Rather late in the day the respective authorities have launched measures designed to shore up confidence in local markets. In Saudi Arabia the bourse has been opened up to foreign buyers for the first time, and not surprisingly after a 30% crash there are very few expatriates interested in buying stocks.
Qatar has taken the more obvious step of holding back future initial public offerings to try to maintain liquidity, and the UAE delayed a rights issue with the same intention and also eased borrowing restrictions for share purchases.
Liquidity crunch
However, with Gulf stock markets alone having soared in total value to well past the one trillion dollar mark, there is a limit on what the authorities can do. Even the $150 million oil surplus expected for the record year 2005 is a drop in the ocean compared with such a figure.A few optimists continue to hope that the Arab stock markets will rebound spontaneously, but there is little historical precedence for a spectacular recovery from such a crash. Indeed, many technical analysts think the markets still have further to fall.
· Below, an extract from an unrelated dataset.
PR #1120, opened 2026-05-23
feat(QM): Add `LinearPMap.sum`

gloges:
Adds to the functionality of unbounded operators:
- Defines `LinearPMap.sum` for finite sums of partial linear maps. While `sum f` and `∑ a, f a` are equal, it is not by definition and the latter is difficult to work with.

IPO planners remain bullish about their prospects but market realities tell a different tale. Recent new stock issues have dampened liquidity in the market and taken share prices lower.
Surely it is the IPO system itself that clearly needs reform and a break in new issues until that is done would allow markets to consolidate around a new base rather than risk depressing them further. In particular, IPO issue prices should be set by market forces, as on the new Dubai International Financial Exchange for example.
IPO alternatives
Indeed, corporate financiers should be looking at alternatives to IPOs such as corporate bond issues or Islamic sukuks. Raising money through IPOs is not the only method available, and equity issues can prove expensive in terms of future dividend payments, especially when sold for a sub-market price.In the meantime, the recent crash of Arab stock markets will cause a slowdown in new projects and an end to some of the more outlandish schemes.
Perhaps the stock markets have actually delivered an important message: that a region can only absorb so much investment at one time and that saturation point has been reached. This is an end to the inflow of post-9/11 cash that has propelled local markets to overvaluation, and the correction phase will now roll-out.